> [Task requirements]
Determine how many lines in the material below contain the string "separate", then state only that count.

> [Data supplied]
PR #3189, opened 2026-08-28
🔷 Anchor the popover without injecting a ref into the trigger

jandrade:
## Summary:

Now that `Floating` resolves the reference (anchor) element from the DOM, the
popover's anchor no longer needs any ref plumbing. This PR removes it.

This is the follow-up to #3163, which did the `Popover` → `Floating` migration.
That PR made the one change to `PopoverAnchor` needed for the popover to
position at all — spreading the `FloatingReferenceAttributeName` attribute
through to the trigger — and left the rest alone, so this PR is a small, focused
cleanup on top of it.

- `PopoverAnchor` becomes a plain function component. It was a
  `React.forwardRef` component purely to receive the anchor ref, and after
  #3163 nothing passes it a ref anymore.
- The hand-rolled `mergeRefs` helper is deleted. It existed to merge the anchor
  ref with the trigger's own ref; there is no anchor ref to merge, so a
  trigger's `ref` is now left untouched.
- The function-as-children and element-children branches are unified, since ref
  handling was the only thing that differed between them.

The user-visible effect is the reason this is a separate PR: a `Popover` trigger
can now be of **any** component type — host element, `React.forwardRef`
component, class component, or plain function component — and never has to
accept or forward a ref. It only has to spread the props it is given onto its
own element (which it needs to do anyway for the interaction and ARIA props).

This PR carries its own changeset (`popover-anchor-no-ref.md`, major) for the
trigger-contract change, separate from #3163's `popover-floating-ui.md`.

Issue: WB-2119

## Test plan:

Automated: `pnpm typecheck`, `pnpm lint`, and `pnpm build` all pass. The Popover
jest suite passes, with new coverage for a plain function component as the
trigger and for a trigger's own ref being left alone.

Manual (Storybook — Popover stories):

1. Verify the popover still anchors and positions correctly for the
   element-children trigger pattern.
2. Verify the same for the function-as-children trigger pattern.
3. Verify the Tabs `TabLabelRenderFunction` story (popover anchored to a tab)
   still positions and behaves correctly.

## Review plan:

1. 🔷 [`popover-anchor.tsx`](https://github.com/Khan/wonder-blocks/pull/3189#discussion_r3882173776)

### Common patterns:

**1 file:** Drop `forwardRef` + `mergeRefs`; the trigger is identified by the
attribute `Floating` injects rather than by a ref.

```tsx
// Before
const PopoverAnchor = React.forwardRef<HTMLElement, Props>(
    function PopoverAnchor(props, ref) {
        // ...
        return React.cloneElement(children, {
            ...sharedProps,
            ref: childrenRef ? mergeRefs(ref, childrenRef) : ref,
        });
    },
);

// After
export default function PopoverAnchor(props: Props) {
    // ...
    return React.cloneElement(renderedChildren, sharedProps);
}
```


packages/wonder-blocks-popover/src/components/popover-anchor.tsx
```diff
@@ -60,64 +35,54 @@ type Props = AriaProps & {
...
-        const sharedProps = {
-            id: id,
-            "aria-controls": ariaControls,
-            "aria-expanded": ariaExpanded,
-            // Passed along so that the `Floating` component this anchor is
-            // rendered in can find the trigger's element in the DOM and position
-            // the popover against it.
-            [FloatingReferenceAttributeName]: floatingReferenceId,
-        } as const;
+export default function PopoverAnchor(props: Props) {
```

> [Answer to the exercise]
2